## Supplied information
Issue #875, opened 2017-06-19
hipchat_url is not consistent with api_url


brian-brazil:
The global default for the Hipchat url and its corresponding per-receiver setting are inconsistenly named. One has `api`, the other doesn't. This should be cleaned up.

Given that users shouldn't have to touch the global, I suggest renaming it to `hipchat_api_url`.

josedonizetti:
@stuartnelson3 This can be closed.

Issue #680, opened 2017-04-01
`opsgenie_api_host` in the config should be `opsgenie_api_url`


juliusv:
It's a URL, not just a hostname. This is confusing if one doesn't look at the default value (which is a URL). I don't know what our current policy towards feature breakage is in AM, but maybe break it together with the UI revamp?

brancz:
Agreed. Currently breaking is ok. :+1: for grouping with UI revamp.

PR #1087, opened 2017-11-08
Fix config name inconsistency

josedonizetti:
This PR renames configuration from 3 different notifiers to make it consistent with others. Basically, global configurations will be named `<notifier>_api_url`, and local configurations per notifier `api_url`. 

This are **breaking changes**.

Fixes https://github.com/prometheus/alertmanager/issues/680 and https://github.com/prometheus/alertmanager/issues/875

@stuartnelson3 @brancz @brian-brazil @juliusv

### DIFF
--- a/config/config.go
+++ b/config/config.go
@@ -202,10 +202,10 @@ func (c *Config) UnmarshalYAML(unmarshal func(interface{}) error) error {
 		}
 		for _, hc := range rcv.HipchatConfigs {
 			if hc.APIURL == "" {
-				if c.Global.HipchatURL == "" {
+				if c.Global.HipchatAPIURL == "" {
 					return fmt.Errorf("no global Hipchat API URL set")
 				}
-				hc.APIURL = c.Global.HipchatURL
+				hc.APIURL = c.Global.HipchatAPIURL
 			}
 			if !strings.HasSuffix(hc.APIURL, "/") {
 				hc.APIURL += "/"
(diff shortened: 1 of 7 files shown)


brian-brazil:
We've generally followed the name that the provider uses in their docs when it comes to these things, as a user cares about only 1 of these which they already know - not that they're consistent across the alertmanager.

 Do these all match up with that?

brancz:
I wonder how much it's worth breaking these, as I'm pretty sure _a lot_ of configurations are going to break when people upgrade to these changes.

josedonizetti:
@brian-brazil I've changed the PR to rename only two configs:

- `hipchat_url` to `hipchat_api_url`, this fixes https://github.com/prometheus/alertmanager/issues/875 and checking the hipchat documentation the term 'API' does match more than just 'URL'

- `opsgenie_api_host` to `opsgenie_api_url`, this fixes https://github.com/prometheus/alertmanager/issues/680, the opsgenie documentation does not use the term 'host' but 'API' and 'URL'

josedonizetti:
@brancz Yup, agree that it will break. My idea when I first send this PR was to have it merged for the version **0.10.0**, was considering at the time that the first double number in the version would be a good moment to such a break.

But i totally understand if you think that is not worth, let's just add a note about it on the issues so no other PR is created for it for now, maybe in a future 1.0 release the break might make more sense.

brancz:
> in a future 1.0 release

I think this would be more appropriate. Similar breaking re-namings were done from Prometheus 0.x to 1.x.

brian-brazil:
I don't think that this is a breaking change in practice, as these settings should ~never need to be changed from the defaults by users.

aecolley:
You lose a karma point for this because my employer's private HipChat server means that this was a setting that most definitely needed to be different from the default.

stuartnelson3:
Thank you for bringing that to my attention. I was not aware hipchat could be run privately.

## Exercise goal
Take the line with "I think this" and all lines after it through the end of the records, and write them out exactly; include nothing else.

## Exercise answer
I think this would be more appropriate. Similar breaking re-namings were done from Prometheus 0.x to 1.x.

brian-brazil:
I don't think that this is a breaking change in practice, as these settings should ~never need to be changed from the defaults by users.

aecolley:
You lose a karma point for this because my employer's private HipChat server means that this was a setting that most definitely needed to be different from the default.

stuartnelson3:
Thank you for bringing that to my attention. I was not aware hipchat could be run privately.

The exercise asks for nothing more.